College sports association bans biological men from women’s sports

Lia Thomas Penn University transgender swimmer Lia Thomas celebrates taking first place in the 500-yard freestyle race with a time of 4.37.32 during the championship final race in heat three during the Women's Ivy League Swimming & Diving Championships at Harvard University in Cambridge, Massachusetts, on Feb. 17, 2022. | Credit: JOSEPH PREZIOSO/AFP via Getty Images

The National Association of Intercollegiate Athletics (NAIA) approved a policy on Monday that stated that biological men cannot compete in women’s sports in NAIA-sponsored college sports. 

The NAIA includes 249 schools across the U.S. and Canada, most of which are small, private colleges. 

Catholic colleges such as Benedictine College in Kansas, Ave Maria University in Florida, Loyola University in New Orleans, and Saint Mary-of-the-Woods College in Indiana are members of the league. Texas A&M University-San Antonio is also a member. 

The decision, in a 20-0 vote, followed a December survey that found widespread support for the proposed rule among the association’s members.
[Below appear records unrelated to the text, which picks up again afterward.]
PR #1753, opened 2025-02-07
thunderFX - fix leak caused due to holding exception object

### LINKED ISSUE #1750: Memory leak when using ThunderFX in a part of the MoE layer code.

### To Reproduce

```
import torch

# Adapted from
# https://github.com/sgl-project/sglang/blob/04d8cd20883937a2b9cb1e23b192b534a64170cc/python/sglang/srt/layers/moe/fused_moe_native.py#L15
def fused_moe_def(x, w1, w2,) -> torch.Tensor:
    topk_weights = torch.tensor([[0.1736, 0.1356, 0.1349, 0.1239, 0.1196, 0.1119, 0.1095, 0.0910]], device='cuda:0')
    topk_ids = torch.tensor([[ 82,  97, 152,  26, 145, 211, 255, 242]], device='cuda:0')
    w13_weights = w1[topk_ids]
    w1_weights, w3_weights = torch.chunk(w13_weights, 2, dim=2)
    w2_weights = w2[topk_ids]
    x1 = torch.einsum("ti,taoi -> tao", x, w1_weights)
    x1 = torch.nn.functional.silu(x1)
    x3 = torch.einsum("ti, taoi -> tao", x, w3_weights)
    expert_outs = torch.einsum("tao, taio -> tai", (x1 * x3), w2_weights)
    return torch.einsum("tai,ta -> ti", expert_outs, topk_weights.to(expert_outs.dtype))

def init(
    batch_size: int,
) -> None:
    num_tokens = batch_size
    num_experts=256
    shard_intermediate_size=2304
    hidden_size=7168
    dtype = torch.bfloat16

    x = torch.randn(num_tokens, hidden_size, dtype=dtype, device="cuda")
    w1 = torch.randn(num_experts, shard_intermediate_size, hidden_size, dtype=dtype, device="cuda")
    w2 = torch.randn(
        num_experts, hidden_size, shard_intermediate_size // 2, dtype=dtype, device="cuda"
    )
    return x, w1, w2


def test_deepseek_sglang_moe():
    args = init(batch_size=1)
    fn = thunderfx(fused_moe_def)
    # fn = torch.compile(fused_moe_def)
    fn(*args)

for i in range(4):
    # torch.cuda.memory._record_memory_history()
    test_deepseek_sglang_moe()
    torch.cuda.synchronize()
    print(torch.cuda.max_memory_allocated())
    print(torch.cuda.max_memory_reserved())
    # torch.cuda.memory._dump_snapshot("moe_snapshot.pickle")
```

ThunderFX outputs:
```
13080177152
13082034176
25763766784
25765609472
38447356416
38449184768
torch.OutOfMemoryError: CUDA out of memory. 
```
torch.compile outputs:
```
12956370944
12970885120
12956370944
12970885120
12956370944
12970885120
12956370944
12970885120
```

Found when adding the microbenchmark of MoE layer with deepseek-ai/DeepSeek-R1 config (https://github.com/Lightning-AI/lightning-thunder/pull/1746)

kshitij12345:
Fixes #1750 

The leak occurs because when we see an unsupported thunder operation, we save the exception object in SplitReason 

https://github.com/Lightning-AI/lightning-thunder/blob/f15512a9a4d96dea600866e0e92a30c9a3919700/thunder/dynamo/utils.py#L259-L263

This is a problem because Exception will hold onto frame objects which hold on to locals and also by some interaction leading to a ref cycle (see below).

Fix - We break the cycle by saving the str representation of the exception instead of the exception object. This should be enough to tell what caused the exception.

Ref Cycle Image

<details>

cycle

</details>

### DIFF
--- a/thunder/tests/test_dynamo.py
+++ b/thunder/tests/test_dynamo.py
@@ -10,6 +10,7 @@ import torch.nn as nn
 import torch.nn.functional as F
 from looseversion import LooseVersion
 from unittest.mock import patch
+import weakref
 
 from thunder import dtypes
 from thunder.dynamo import thunderfx
@@ -1123,3 +1124,30 @@ def test_fxreport(executor, device: str, dtype: dtypes.dtype, use_benchmark, tmp
 
     for file in py_files:
         check(tmp_path / file, cmd)
+
+
+def test_leak_on_unsupported_thunder_operator():
+    # This test is to check the fix for a previous leak
+    # which was caused by holding onto the
+    # exception object in split_reason.
+
+    def unsupported_op_fn(w1) -> torch.Tensor:
+        topk_ids = torch.tensor([[0, 1]])
+        # This indexing is not supported by thunder and get's passed to inductor.
+        w13_weights = w1[topk_ids]
+        return w13_weights + 1
+
+    def call_thunderfx_on_leaking_fn():
+        w1 = torch.randn(16, 16, 32, dtype=torch.bfloat16)
+        fn = thunderfx(unsupported_op_fn)
+        fn(w1)
+
+        # There should be two thunder traces because of the split caused by indexing.
+        # In future when thunder supports this indexing, the test will fail here
+        # as we won't be checking for the leak in case of unsupported operation.
+        assert len(fn.last_traces) == 2
+
+        return weakref.ref(w1)
+
+    t_weak_ref = call_thunderfx_on_leaking_fn()
+    assert t_weak_ref() is None
--- a/thunder/dynamo/utils.py
+++ b/thunder/dynamo/utils.py
@@ -73,12 +73,12 @@ class SplitReason:
     Attributes:
         reason_type: Reason for the split.
         info: String with details of what caused the split.
-        exception: Exception if there was any.
+        exception: String with details of exception if there was any.
     """
 
     reason_type: SplitReasonType
     info: str | None
-    exception: Exception | None = None
+    exception: str | None = None
 
 
 @dataclasses.dataclass(frozen=True)
@@ -248,7 +248,7 @@ def try_execute_thunder_symbol(thunder_symbol: Symbol, node: torch.fx.Node) -> t
             return False, SplitReason(
                 SplitReasonType.EXCEPTION_PROXY_THUNDER_OP,
                 f"Failed while creating proxy for node with name: {node.name} and target: {node.target}, see exception field",
-                exception=e,
+                exception=str(e),
             )
 
         # We need to be under trace context to generate proxies.
@@ -259,7 +259,7 @@ def try_execute_thunder_symbol(thunder_symbol: Symbol, node: torch.fx.Node) -> t
                 return False, SplitReason(
                     SplitReasonType.EXCEPTION_META_THUNDER_OP,
                     f"Failed while running meta for node with name: {node.name} and target: {node.target}, see exception field",
-                    exception=e,
+                    exception=str(e),
                 )
 
         # Execution with proxies was successful.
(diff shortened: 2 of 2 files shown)


kiya00 (approved):
Thank you @kshitij12345 for the quick fix!

thunder/tests/test_dynamo.py
```diff
@@ -1123,3 +1124,30 @@ def check(file_name, cmd):
...
+        fn(w1)
+
+        # There should be two thunder traces because of the split caused by indexing.
+        # In future when thunder supports this indexing, the test will fail here
+        # as we won't be checking for the leak in case of unsupported operation.
+        assert len(fn.last_traces) == 2
+
+        return weakref.ref(w1)
+
+    t_weak_ref = call_thunderfx_on_leaking_fn()
```
mruberry, line 1152: This seems OK since it's passing CI, although in the future I'm not sure if we can rely on CPython to delete `w1` without calling https://docs.python.org/3/library/gc.html#gc.collect explicitly

mruberry: We may want to do something like call https://docs.python.org/3/library/gc.html#gc.get_referents on the reports

mruberry (approved):
I mention this in my comments, but in the future we may want to more explicitly validate whether the object in question refers to something it shouldn't instead of relying on CPython's garbage collection behavior (or we may want to more explicitly trigger such behavior)

kshitij12345:
For the test, we are relying on the object to be freed by reference count going to zero and not by the `gc` being called. So, I don't think we need the `gc.collect` call or worry about whether it is implicitly triggered or not.

Eg.
```python
import gc
import weakref
import torch
gc.disable()

# Relying on reference counting.
def fn():
    a = torch.randn(3, 3)
    return weakref.ref(a)

weakref_a = fn()

# This is ok even though we manually disabled gc.
assert weakref_a() is None
```

Relying on gc to clear the cycle
```python
import gc
import weakref
import torch
gc.disable()

# Relying on GC
def fn():
    a = torch.randn(3, 3)
    l1 = [a]
    l2 = []

    # Create a cycle.
    l1.append(l2)
    l2.append(l1)
    return weakref.ref(a)

weakref_a = fn()

# gc.collect()  # Calling this will free `a`

# a will still be alive as in this case,
# gc needs to break the cycle before
# `a` can be freed.
assert weakref_a() is None  # This will fail as gc was disabled.

```

mruberry:
> For the test, we are relying on the object to be freed by reference count going to zero and not by the `gc` being called. So, I don't think we need the `gc.collect` call or worry about whether it is implicitly triggered or not.
> 
> Eg.
> 
> ```python
> import gc
> import weakref
> import torch
> gc.disable()
> 
> # Relying on reference counting.
> def fn():
>     a = torch.randn(3, 3)
>     return weakref.ref(a)
> 
> weakref_a = fn()
> 
> # This is ok even though we manually disabled gc.
> assert weakref_a() is None
> ```
> 
> Relying on gc to clear the cycle
> 
> ```python
> import gc
> import weakref
> import torch
> gc.disable()
> 
> # Relying on GC
> def fn():
>     a = torch.randn(3, 3)
>     l1 = [a]
>     l2 = []
> 
>     # Create a cycle.
>     l1.append(l2)
>     l2.append(l1)
>     return weakref.ref(a)
> 
> weakref_a = fn()
> 
> # gc.collect()  # Calling this will free `a`
> 
> # a will still be alive as in this case,
> # gc needs to break the cycle before
> # `a` can be freed.
> assert weakref_a() is None  # This will fail as gc was disabled.
> ```

Good point! Sounds good. In the future we may still want to develop a helper to test if an object x is holding a reference to another object y, but definitely not needed for now.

Of the 68 schools that responded to the survey, 58 were in favor of the policy change, according to a CBS report.

“We believed our first responsibility was to create fairness and competition in the NAIA,” NAIA president Jim Carr told CBS Sports. “We also think it aligns with the reasons Title IX was created.” 

The new policy requires that students who participate in NAIA-sponsored women’s sports must be biologically female and not under the influence of any masculinizing hormone therapy. 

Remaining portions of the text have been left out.